Related to openQA Tests - action #33199: [sle][functional][s390x][zkvm][u][hard] test fails in kdump_and_crash - system does not shutdown or reboot? what is happening? better output needed?Resolvedmgriessmeier2018-03-132018-04-10

Actions
Copied to openQA Tests - action #47960: [sle][functional][u] kdump_and_crash - detect error detection and only apply workaround thenResolvedzluo2018-03-16

Actions
Actions #1

Updated by okurz about 6 years ago

The machine is already configured for 4GB of RAM.

I think there are already product bugs: http://fastzilla.suse.de/?q=kdump+OOM+openQA returns some. I thought there would be more specific ones. Maybe http://fastzilla.suse.de/?q=kdump+openQA is a better search.

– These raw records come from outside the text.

PR #1081, opened 2024-08-06
Exporter Formatting Fix

BrandonPacewic:
For some reason the isort formatter on mac wants to add a line between these imports:

```python
import adsk.core
import adsk.fusion
from google.protobuf.json_format import MessageToJson

from proto.proto_out import assembly_pb2, types_pb2
```

And on linux it wants to remove this line:

```python
import adsk.core
import adsk.fusion
from google.protobuf.json_format import MessageToJson
from proto.proto_out import assembly_pb2, types_pb2
```

¯\\_(ツ)_/¯

Edit:

This is actually because our local machines know that `proto.proto_out` is a local path but because we don't track that with git the server can't find it as a local path so it thinks that it's a package import.

### DIFF
--- a/exporter/SynthesisFusionAddin/src/Parser/SynthesisParser/Components.py
+++ b/exporter/SynthesisFusionAddin/src/Parser/SynthesisParser/Components.py
@@ -6,7 +6,6 @@ from typing import *
 
 import adsk.core
 import adsk.fusion
-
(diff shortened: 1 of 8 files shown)


azaleacolburn (approved):
LGTM

azaleacolburn (approved):
I didn't mean to re-request a review

Dhruv-0-Arora (approved):
👀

bsc#1039527 "[Build 0387] kdump endup with "Out of memory" error" looks like the best candidate. At least related looks https://bugzilla.suse.com/show_bug.cgi?id=1075937 . https://bugzilla.suse.com/show_bug.cgi?id=998544 is an older one about general instability of the test/component. But now I found https://bugzilla.suse.com/show_bug.cgi?id=1075945 which is describing what looks like the same problem. The bug is marked as RESOLVED FIXED so not verified. Maybe the submission does not fix it or never made it to SLE15.

https://bugzilla.suse.com/show_bug.cgi?id=1070397 is also about OOM in kdump. https://bugzilla.suse.com/show_bug.cgi?id=986196 is also about memory and kdump, getting old but still open.

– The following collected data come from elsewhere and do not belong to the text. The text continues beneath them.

PR #1082, opened 2024-08-06
Mirabuf Caching OPFS Back Up

a-crowell:
### Description
We cannot create writables in OPFS on Safari/iOS, so this PR puts the ArrayBuffers in a hashMap so there is at least temporary storage.

### Testing Done
- [X] Chrome/Firefox on Windows (with canOPFS directly set true/false)
- [X] Safari (thanks @Dhruv-0-Arora)

[JIRA Issue](https://jira.autodesk.com/browse/AARD-1797)

### DIFF
--- a/fission/src/mirabuf/MirabufLoader.ts
+++ b/fission/src/mirabuf/MirabufLoader.ts
@@ -32,17 +32,14 @@ const fieldFolderHandle = await root.getDirectoryHandle(fieldsDirName, { create:
 export const backUpRobots: Map<MirabufCacheID, ArrayBuffer> = new Map<MirabufCacheID, ArrayBuffer>()
 export const backUpFields: Map<MirabufCacheID, ArrayBuffer> = new Map<MirabufCacheID, ArrayBuffer>()
 
-const canOPFS = await (async() => {
+const canOPFS = await (async () => {
     try {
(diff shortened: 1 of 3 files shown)


Dhruv-0-Arora (approved):
Looks good 👍

fission/src/mirabuf/MirabufLoader.ts
```diff
@@ -353,7 +401,7 @@ class MirabufCachingService {
 
 export enum MiraType {
     ROBOT = 1,
-    FIELD = 2,
+    FIELD,
```
BrandonPacewic, line 404: Looks like we got safari working! One minor note, was this supposed to be changed?

```suggestion
    FIELD = 2,
```

LucaHaverty (approved):
Worked on chrome, microsoft edge (🤮), and firefox. Nice work!

fission/src/mirabuf/MirabufLoader.ts
a-crowell: Yep! I just learned the 2 was unnecessary because it increments based on the last one.

BrandonPacewic: If it works it works.

BrandonPacewic (approved):
Now I can use my favorite web browser!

Btw, I am not agreeing with the suggestion in general. It might be necessary here but we should be careful to not hide product regressions.

Actions #2

Updated by JERiveraMoya about 6 years ago

  • Status changed from Workable to In Progress
  • Assignee set to JERiveraMoya

Minimum requirement of RAM for SLE12 is 1024 MB. According with Petr Tesarik, he mentioned in one the bug that the requirement increased 3x, so it will be 3072MB + according SUSE docs for sle12 "the actual memory requirement in production depends on the system's workload" which in this case installing development tool seems more than reasonable that +1024MB could not be enough sometimes and it is the cause of being sporadic because every build there are different versions of the development tools comparing between last builds. I am going to try to confirm with Petr this issue and specially why is this 3x or if it is documented.

Actions #3

Updated by JERiveraMoya about 6 years ago

  • Status changed from In Progress to Feedback
Actions #4

Updated by JERiveraMoya about 6 years ago

According with Peter, he has been able to save dumps on VMs with only 2G of RAM, approx. 130M reserved for kdump. 3x refers to refers to user-space runtime requirements, not to the total RAM requirements. I crosschecked other scenarios, and even with 4 modules installed like in this case, is not necessary to have more than 2GB or 4GB. Increase the memory here seems to be to hide some error here for ppc.

Actions #5

Updated by okurz about 6 years ago

Very good evaluation. Thank you.

Actions #6

Updated by okurz about 6 years ago

It could be that there actually are too many unexpected applications running in the background in the test, depending on what the previous test modules did within that openQA jobs that failed. Our post_fail_hook in many cases include a process table being collected. https://openqa.suse.de/tests/1549130#step/kdump_and_crash/43 shows another problem on top which is that the post_fail_hook does not execute successfully because the log console tty, tty5, is not found. If you have another example of a job failing maybe you can gather the data from there.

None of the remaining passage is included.